PR #1273, opened 2017-07-30
Barnes-Hut octree dipole sum GPU implementation

bogdan-tanygin:
This is an adaptation of the original method https://doi.org/10.1016/j.cpc.2013.01.016 to the Espresso architecture as close as possible. Original scientific team had shared this source code. They are not my colleagues, I've found their research through a public Internet search and contacted them by an email. Dr. Alexander (Polyakov) Peletskyi has contacted all co-authors and they kindly gave a permission to move the source code to an open source according to the GPL license conditions. I've added a corresponding Copyright notice to the actor implementation:
```
  Copyright (C) 2016,2017 The ESPResSo project
  Copyright (C) 2012 Alexander (Polyakov) Peletskyi
```
(last 2 years correspond to my work on this adaptation)

Documentation and test have been added.

**Performance**: I've run the Espresso simulation of 10^6 magnetic nanoparticles VV integration. The given method is 230-300 times faster than an existing DDS GPU summation for such number of particles. I've obtained the 1M-nanoparticle Stockmayer polymer structure quite fast (an image is attached below). The theoretical complexity of the "classical" BH method is O(N*log(N)). After a comparison of 10^4, 10^5, and 10^6 nanoparticles I see a precise dependence O(N) which could be related to this specific GPU parallel implementation of the BH octree handling.

agg1e6p

PR Checklist
------------
 - [ ] Tests?
   - [ ] Interface
   - [ ] Core 
 - [ ] Docs?


hmenke (approved):

RudolfWeeber:
Please do not merge yet. I still need some time for this.

RudolfWeeber:
Barnes Hut would be a very nice addition to the dipolar methdos.

At this stage, I had a bit of a hard time understanding the code, though.

If possible, could you please do the following:
* Remove commented out stuff, unless there is a good reason to keep it
* Put in comments explaining the meaning of all the variables and functions
* Put in a comment explaining the data storage, in particular, how the tree is represented
* Put in a comment explaining the distribution of work to the threads
* Can the thrust library be used for the reduction?
* It might be advantageous to use 
    float[3] 
  rather than 
    float x, y, z;
  Then, it is more obvious what is done without carefully checking indices for all three Cartesian directions

bogdan-tanygin:
Hi @RudolfWeeber 
Thanks for a feedback. OK, I will do a cleanup and some refactoring. However, a detailed commenting of this code would be problematic. As I noted, this code has been developed by other team (with limited comments). I do not cooperate with them and they are hardly available now. I've just integrated it and checked tests. I have the same issues with its understanding as you have :-) If such "blind" approach is undesirable then it's OK, I will understand it.

bogdan-tanygin:
@RudolfWeeber 
I've made changes according to your comments.

> Remove commented out stuff, unless there is a good reason to keep it

Done

> Put in comments explaining the meaning of all the variables and functions

Done. Either at the declaration or inside the function at a place of usage.

> Put in a comment explaining the data storage, in particular, how the tree is represented

Done. Same.

> Put in a comment explaining the distribution of work to the threads

Done, there is some explanation concerning an organization of SMs, blocks, warps, threads in all 5 kernels. Actually, an algorithm, as I said, is quite sophisticated and related to a low-level CUDA work "under the hood". Also, there is a lot of technical optimizations which makes at glance view quite non-obvious. I've tried to fix this by comments.

Also, further detailed description of the method and its optimization with identical 5-6 kernels and pseudo-code (which almost correspond to the code of this pull request) could be referred here:

http://iss.ices.utexas.edu/Publications/Papers/burtscher11.pdf

Actually, this is an original BH method which has been implemented now to dipolar systems.

> Can the thrust library be used for the reduction?

Yes, actually, I've used it in the function `void energyBH()`. I've followed the same approach as it takes place already in Espresso for `DipolarDirectSum_cuda.cu`: the `thrust` is using for a sum the energy results of all blocks.

> It might be advantageous to use float[3] rather than float x, y, z; Then, it is more obvious what is done without carefully checking indices for all three Cartesian directions

Done

RudolfWeeber:
Sorry for the long wait.
Thanks a lot for providing all the additional clarification and commentary in the code.
I'll prepare this for merge now.

RudolfWeeber:
The current state of affairs is in the branch pr1273 on my github.

I merged the current Python branch. I also renamed the feature to DIPOLAR_BARNES_HUT to avoid confusion.
Unfortunately, the test for the energy does not pass. I'll look into it.

I noticed that there is Banres Hut specific code in EspressoSystemInterface.
I don't think, something method specific should go in there.
Do I understand it correctly that BH uses the position and dipole arrays, to store both, particles' and cells' positions and dipole moments. Is this the reason why the arrays are elongated if BH is compiled in?

Do I further understand it correctly that in these elongated arrays, the particles come first, then the BH nodes?

In that case I will move the relevant code out of EspressoSystemInterface and just copy the arrays provided by the system interface into new ones within the BH method. The effort of the copy is probably negligible compared to the calculations themselves.

Could you please also clarify the meaning of the two method parametes? How do I have to change them to approximate the exact result?

bogdan-tanygin:
@RudolfWeeber thanks for your support with merging. No problems concerning a delay at all.

> Unfortunately, the test for the energy does not pass. I'll look into it.

I'll take a look as well..

> Do I understand it correctly that BH uses the position and dipole arrays, to store both, particles' and cells' positions and dipole moments. Is this the reason why the arrays are elongated if BH is compiled in?

Correct.

> Do I further understand it correctly that in these elongated arrays, the particles come first, then the BH nodes?

Correct.

>> Could you please also clarify the meaning of the two method parametes? How do I have to change them to approximate the exact result?

It is shortly described in the documentation.

`...I_tol2 and epsilon2 which define a fraction of the cell and an additive distance respectively.`

Distances proportional to roots of these parameters are added and define that a cell is far enough to be considered as a single cumulative dipole. Hence, an increase of these parameters (one of them or both) will lead to higher results approximation and less performance.

I've selected these parameters within our test for enough accuracy and a good performance:

`epssq = 100.0, itolsq = 4.0`

It means 2 of the cell size plus 10 arbitrary units distance.

RudolfWeeber:
> It is shortly described in the documentation.
> 
> `...I_tol2 and epsilon2 which define a fraction of the cell and an additive distance respectively.`
> 
> Distances proportional to roots of these parameters are added and define that a cell is far enough to be considered as a single cumulative dipole. Hence, an increase of these parameters (one of them or both) will lead to higher results approximation and less performance.
> 
> I've selected these parameters within our test for enough accuracy and a good performance:
> 
> `epssq = 100.0, itolsq = 4.0`
> 
> It means 2 of the cell size plus 10 arbitrary units distance.
Sorry, I don't get that.
Given, eps and itol, a cell size c and a particle-particle distance
d, what is the expression which determins, whether the interaction
between the particle and the cell or the on between the two
particles is taken?

bogdan-tanygin:
an expression that entities are close enough to split the cell(s): `d<sqrt(itolsq*c*c+epssq)`

bogdan-tanygin:
Hi @RudolfWeeber 
I've just aligned the new magnetostatics prefactoring.
https://github.com/RudolfWeeber/espresso/pull/28
Now, the test is passing:
https://gist.github.com/psci2195/31244c71e07fc5436ba43b4e7a4b41af

bogdan-tanygin:
I've also made the test `dawaanr-and-bh-gpu.py` deterministic and increased its energy validation accuracy to 1E-4.

bogdan-tanygin:
> In that case I will move the relevant code out of EspressoSystemInterface and just copy the arrays provided by the system interface into new ones within the BH method. The effort of the copy is probably negligible compared to the calculations themselves.

Could I do it or you will?

> I also renamed the feature to DIPOLAR_BARNES_HUT to avoid confusion.

I see that you'd described both features in the `doc/sphinx/features.rst`. Does it mean that we should have BARNES_HUT feature enabling the elongated arrays meaning that the BH octree could be reused by the electrostatics and other long-range interactions? We could separate code fragments which are purely magnetic dipole related ones and designate them by DIPOLAR_BARNES_HUT.

RudolfWeeber:
> > In that case I will move the relevant code out of EspressoSystemInterface and just copy the arrays provided by the system interface into new ones within the BH method. The effort of the copy is probably negligible compared to the calculations themselves.
> 
> Could I do it or you will?
If you feel comfrtable doing it, that would be great. There is still
a buch of other stuff I need to do for the release.

bogdan-tanygin:
OK, I'm proceeding then..

bogdan-tanygin:
@RudolfWeeber 
I've done the requested changes within the PR: https://github.com/RudolfWeeber/espresso/pull/28

RudolfWeeber:
I merged the current Python branch and adapted the test to the Bjerrum length removal.
Once CI testing passes, its ready to merge.
Thanks a lot!

fweik:
Please remove the `register` storage specifier as it is deprecated and will be removed in c++17. (See failing gitlab ci tests)

bogdan-tanygin:
Thanks!
However, the `maxset` gitlab test is failed as well even though it has been passed on my GPU:
https://gitlab.icp.uni-stuttgart.de/espressomd/espresso/-/jobs/8342

I will troubleshoot the reason.

I think that `dawaanr-and-dds-gpu.py` is failing there as well. It is just disabled by:

`python_test(FILE dawaanr-and-dds-gpu.py MAX_NUM_PROC 4)`
`python_test(FILE dawaanr-and-bh-gpu.py MAX_NUM_PROC 1)`

in the `CMakeLists.txt` of the testsuite.

It could be an issue related to the bjerrum length disabling. However, I'm still is not sure why, the corresponding changes looks correct. I need to troubleshoot further.

bogdan-tanygin:
The energy test failure discrepancy does not equal to the temperature quantitatively. Hence, this issue, probably, is not related to the Bjerrum length removal PR.

Most probably, this is a GPU device-specific issue. My computational capability is smaller. It is something different.

However, I see this new warning in the log:

`More than one GPU detected, please note Espresso uses device 0 by default regardless of usage or capability`.

Colleagues, please confirm: is zeros GPU a correct one in the gitlab for the force and energy actors? Which one is used within other actors? I think the same cause the `cuda_set_device()` is not called from other *hpp or python files.. Hence, a further troubleshoot is needed.

My GPU is Tesla C2070 with the computational capability 2.0: I've enabled it in the `espresso/CMakeLists.txt`  as `set(CUDA_NVCC_FLAGS "${CUDA_NVCC_FLAGS} -gencode=arch=compute_20,code=sm_20`.

Maybe, the `register` variables could impact this failed test indeed for such the computational capability difference.

bogdan-tanygin:
How could I troubleshoot the gitlab tests, just using commits here :-) ? Or some limited access to the same VM is possible or some fake PRs between other forks?

bogdan-tanygin:
> How could I troubleshoot the gitlab tests, just using commits here :-) ? Or some limited access to the same VM is possible or some fake PRs between other forks?

I will allocate some Tesla machines here: https://cloud.google.com/gpu/ to troubleshoot the issue.
It will also help to compare tests with the Gitlab GeForce ones.

However, the 1st step - I will fix compilation warnings and make the introduction of the useful architecture advices represented by the above comments of @fweik and the ones referenced from @hmenke (#1766).

I'll feedback the results later (several days+) unless someone already has an understanding of the energy test issue root cause.

RudolfWeeber:
On Tue, Jan 16, 2018 at 02:20:49PM +0000, Dr. Bogdan Tanygin wrote:
> I will allocate some Tesla machines here: https://cloud.google.com/gpu/ to troubleshoot the issue.
> It will also help to compare tests with the Gitlab GeForce ones.
Before doing that, please note that I reduced the tolerance of teh test, which worked fine on my gpu, but might not on an other one. It might be that that has to be reverted.

I'm a bit surprised by the low per-particle accuracy achieved (5 digits).
Based on the previous discussion, I increased the two method parameters (by up to 6 orders of magnitude), which did not improve things.

To restart the CI tests, just push to the branch of the pull request.

mkuron:
> `More than one GPU detected, please note Espresso uses device 0 by default regardless of usage or capability.`

That is fine. If you look at the top of the Gitlab CI output, you'll see that nvidia-smi reports it as being a GeForce GTX 780 Ti.

> My GPU is Tesla C2070 with the computational capability 2.0

Math is slightly different on the different compute capabilities. I thought 2.0 was the first one to have full IEEE 754 compliance, but maybe you need 3.0 for that. The rounding and the use of fused multiply-add operations may be different. Espresso doesn't officially support 2.x anymore because CUDA 9.0 and higher cannot compile for 2.x.

> Maybe, the register variables could impact this failed test indeed for such the computational capability difference.

Probably not as this is not much more than a hint to the compiler. CUDA only has a certain number of registers available and if you use less than that, all your variables are in registers anyway. If you use more, things will get slower because the remaining variables will be stored in global memory.

RudolfWeeber:
I re-examined the accuracy issue. Both, the direct sum on the gpu and Banres Hut with high accuracy parameters give comparable rms force errors and energy errors. On the order of 10^-4 with quite large variations.
With regards to the CI tests failing due to the accuracy, you can revert the increase in accuracy target for the forces/torques on single particles.

In the long term, we might consider Kahan summation, but that's a different story.

bogdan-tanygin:
@RudolfWeeber, thanks! However, maybe specifically the GitLab environment (the latest maxset build) has another issue:

https://gitlab.icp.uni-stuttgart.de/espressomd/espresso/-/jobs/8342
`AssertionError: False is not true : Energies for dawaanr -2.65532693338 and dds_gpu -1.56711867849 do not match.`

It is related to the whole energy, not to the specific particles.. And the error is quite large, at least larger than 1E-4. Do you refer to another CUDA environment? Maybe I misunderstood something..

RudolfWeeber:
OK. That's too much of a deviation. I think, the most probable cause might be the use of un-initialized memory.
You could try to run the test with
pypresso --cuda-memcheck

src/core/actor/DipolarBarnesHut.cpp
```diff
@@ -0,0 +1,59 @@
...
+#include "../forces.hpp"
+#include "EspressoSystemInterface.hpp"
+#include "forces.hpp"
+#include "energy.hpp"
+
+#ifdef DIPOLAR_BARNES_HUT
+
+void activate_dipolar_barnes_hut(float epssq, float itolsq)
+{
+    if (dipolarBarnesHut)
```
hmenke: This check is not necessary, cf. [[expr.delete]](http://eel.is/c++draft/expr.delete#2) of the C++ standard.

> [...] the value of the operand of delete may be a null pointer value [...]

You only have to make sure that *after* calling `delete` you set the value to `nullptr` so that calling `delete` twice will not crash the program.

src/core/actor/DipolarBarnesHut.cpp
```diff
@@ -0,0 +1,59 @@
...
+        delete dipolarBarnesHut;
+
+    // also necessary on 1 CPU or GPU, does more than just broadcasting
+    mpi_bcast_coulomb_params();
+    dipolarBarnesHut =new DipolarBarnesHut(espressoSystemInterface, epssq, itolsq);
```
hmenke: Is it maybe possible to refactor this into a `std::shared_ptr`?  Then you don't need the global variable and explicit `new` and `delete`.

RudolfWeeber:
> hmenke commented on this pull request.
[...]
> +    dipolarBarnesHut =new DipolarBarnesHut(espressoSystemInterface, epssq, itolsq);
> 
> Is it maybe possible to refactor this into a `std::shared_ptr`?  Then you don't need the global variable and explicit `new` and `delete`.
It probably is.  This code is taken from the dipolar direct sum
which also doesn't use shared_ptr. 
To my understanding, the enabling/disabling of the method works
without segfaults, though.
So, once the energy accuracy issue is resolved, I think, we can go ahead
with this one.

src/core/actor/DipolarBarnesHut.cpp
bogdan-tanygin: Thanks for the review. Done.

src/core/actor/DipolarBarnesHut.cpp
bogdan-tanygin: I've started some drafting of the `shared_ptr` based architecture minor updates.. However, according to the @RudolfWeeber's [comment](https://github.com/espressomd/espresso/pull/1273#issuecomment-359282882).  I'm waiting for the Gitlab build of the current revision to isolate possible GPU-specific issues clearly if any.

bogdan-tanygin:
Waiting for the Gitlab build.. Is it automatic, daily/nightly?

KaiSzuttor:
it wont start for non-espressomd members

bogdan-tanygin:
I will investigate the issues and feedback.

bogdan-tanygin:
There are 2 environment specific issues:
docker image `espresso-ubuntu-clang-cuda`: the stalled `dawaanr-and-bh-gpu` issue
docker image `espresso-ubuntu-cuda`: the BH energy calculation issue

My Tesla C2070 env does not reproduce both. I agree with an official support [remark](https://github.com/espressomd/espresso/pull/1273#issuecomment-357986237) even though the issue is opposite now; it can be also the Tesla vs GeForce case. I will setup the new cloud environment to debug both types of an equipment.

bogdan-tanygin:
To have a fully clear experiment, could I download the above-mentioned docker images?

mkuron:
Sure, you can try the images on your own machine. Install Docker and [nvidia-docker](https://github.com/NVIDIA/nvidia-docker), then do
```
nvidia-docker --volumes=~/espresso:/espresso:rw run -it espressomd/espresso-ubuntu-cuda`
```
and build and test inside the container. The`--volumes` flag mounts the espresso directory from your home directory to /espresso in the container, so change it as needed.

RudolfWeeber:
I had a look at this. Actually, the deviation in energy is not architecture dependent. The reason it always occurs on gitlba ci is that the numpy random number generator used to generate the particle configuration is seede3d in the test.
You can reproduce this in other environments by removing the seed() call from the script and running it in a loop.
Probably introduce a numpy.savtxt() on s.part[:].pos and s.part[:].dip to save the particle config for which it occurs.
A possible cause might be that some particle configurations contain particles slightly outside the box. The direct summation wouldn't care, but a cell-based method like BH might.

bogdan-tanygin:
Thanks for the advice! I've already fixed the energy issue in other branch. It is related to a lack of 0 initial value assignment within the energy array.

Also, I've fixed the stalled `clang` build. It was related to the bottom BH line aligned to the WARP size.

Also, I've improved the error handling: both functional errors and sync threads originated CUDA errors (from previous steps which could be miss-reported in further kernel runs).

Now, I'm fixing a regression of the 5K+ particles work (also will check 1E6 particles :-) ). It might be related to a number of BH nodes reserve.

Each of my runs I perform on Espresso cuda dockers (both clang and gcc) through the Google cloud platform with NVIDIA Tesla K80.

bogdan-tanygin:
The above-mentioned issues are, probably, fixed now for 1E3 - 1E5 particles on different dockers.

The environment: _Tesla K80 in the Google cloud_.

The epoch time duration of the execution of `es.integrator.run(steps = 0,recalc_forces = True)` with the corresponding dipolar actor enabled is reported below with a comparison of the BH and DDS GPU dipolar actors performance and the number of particles dependence. The calculations are done using the test `dds-and-bh-gpu-perf.py` which is committed, however, not added to the `CMakeLists.txt`. If such "manual" long-run tests are needed then please keep it or advise a correct place.

_The docker `espresso-ubuntu-clang-cuda`:_

26487 particles
=== Performance comparison ===
dt_dds_gpu = 2.98461008072 s
dt_bh_gpu = 0.193454027176 s
147543 particles
=== Performance comparison ===
dt_dds_gpu = 91.4903919697 s
dt_bh_gpu = 0.692107915878 s

_The docker `espresso-ubuntu-cuda`:_

26487 particles
=== Performance comparison ===
dt_dds_gpu = 3.30993294716 s
dt_bh_gpu = 0.193707942963 s
147543 particles
=== Performance comparison ===
dt_dds_gpu = 102.147951126 s
dt_bh_gpu = 0.69380903244 s

bogdan-tanygin:
Thanks for the GitLab run. Concerning the requested smart pointers refactoring. Do you have some specific architecture design notes, or I could select a design? For instance, to init the smart pointer within the python actor class and to store the real pointer from it to the force and energy actors? Or the actor pointer list (cpp one, ActorList) should become a list of smartpointers now? Also, do we need to relate the python actor list and the cpp actor list (currently, probably, they have no relation)? Also, almost all actors (including CUDA ones) which currently are referenced from the python interface (at least ones really called from the testsuite) are integrated with an avoidance of a usage of the cpp `class ActorList : public std::vector<Actor*>`; is this cpp list deprecated or this is just a happenstance? An exception is just the DDS GPU which I've cloned.

RudolfWeeber:
Since the energy-related issue is sorted out and the tests pass, I suggest to merge.

fweik:
Tank you for all the work you've put in. This is a nice new feature!

PR #1285, opened 2017-08-03
Parallel testsuite

### LINKED ISSUE #1195: Python testsuite not run in parallel
The test suite seems to be run only on a single core on Travis. It is also not clear to me, whether the CMAke based testsuite even allows for running the tests in parallel.

fweik:
Fixes #1195 

Description of changes:
 - 

PR Checklist
------------
 - [ ] Tests?
   - [ ] Interface
   - [ ] Core 
 - [ ] Docs?


hmenke (approved):

KaiSzuttor:
Hangs on coulomb_cloud_wall with maxset.hpp (and maybe other featuresets as well) if I test locally.

fweik:
That seems to be the P2NFFT tuning, which is out of our control.... Fixing tha cao and grid in the test did not help.

fweik:
I'm not sure if testing p2nfft and the p3m from scafacos makes sens, the methods are tested within scafacos, and to test the bindings one method should be enough. @RudolfWeeber what do you think about that?

fweik:
Aaaaand there is another mpi deadlock in the energy calc, will fix.

fweik:
@KaiSzuttor should now work (w/o scafacos)

RudolfWeeber:
> I'm not sure if testing p2nfft and the p3m from scafacos makes sens, the methods are tested within scafacos, and to test the bindings one method should be enough. @RudolfWeeber what do you think about that? 
If both of them either do or don't use short range delegation, only one
needs to be tested. If they do the short range differently, both.

PR #1294, opened 2017-08-08
Getting rid of the _system construct.

### LINKED ISSUE #1284: Hide private variables and methods in sphinx docs

KaiSzuttor:
Fixes #1284

Description of changes:
 - Removed the python module 'system' and modified the cython class _system, now named system appropriately


hmenke (approved):
Now we got rid of the stupid `@highlander` but there is still a singleton for the `system` class.  Is there a reason we can't have several instances in one script?

KaiSzuttor:
There is still a lot of core code that would cause trouble if we'd allow multi instances of system.
I.e. i think we cant until everything is object oriented in the core.

fweik (approved):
++++++
Retype the entries exactly from the first line, stopping after the line with "Barnes Hut would".

PR #1273, opened 2017-07-30
Barnes-Hut octree dipole sum GPU implementation

bogdan-tanygin:
This is an adaptation of the original method https://doi.org/10.1016/j.cpc.2013.01.016 to the Espresso architecture as close as possible. Original scientific team had shared this source code. They are not my colleagues, I've found their research through a public Internet search and contacted them by an email. Dr. Alexander (Polyakov) Peletskyi has contacted all co-authors and they kindly gave a permission to move the source code to an open source according to the GPL license conditions. I've added a corresponding Copyright notice to the actor implementation:
```
  Copyright (C) 2016,2017 The ESPResSo project
  Copyright (C) 2012 Alexander (Polyakov) Peletskyi
```
(last 2 years correspond to my work on this adaptation)

Documentation and test have been added.

**Performance**: I've run the Espresso simulation of 10^6 magnetic nanoparticles VV integration. The given method is 230-300 times faster than an existing DDS GPU summation for such number of particles. I've obtained the 1M-nanoparticle Stockmayer polymer structure quite fast (an image is attached below). The theoretical complexity of the "classical" BH method is O(N*log(N)). After a comparison of 10^4, 10^5, and 10^6 nanoparticles I see a precise dependence O(N) which could be related to this specific GPU parallel implementation of the BH octree handling.

agg1e6p

PR Checklist
------------
 - [ ] Tests?
   - [ ] Interface
   - [ ] Core 
 - [ ] Docs?


hmenke (approved):

RudolfWeeber:
Please do not merge yet. I still need some time for this.

RudolfWeeber:
Barnes Hut would be a very nice addition to the dipolar methdos.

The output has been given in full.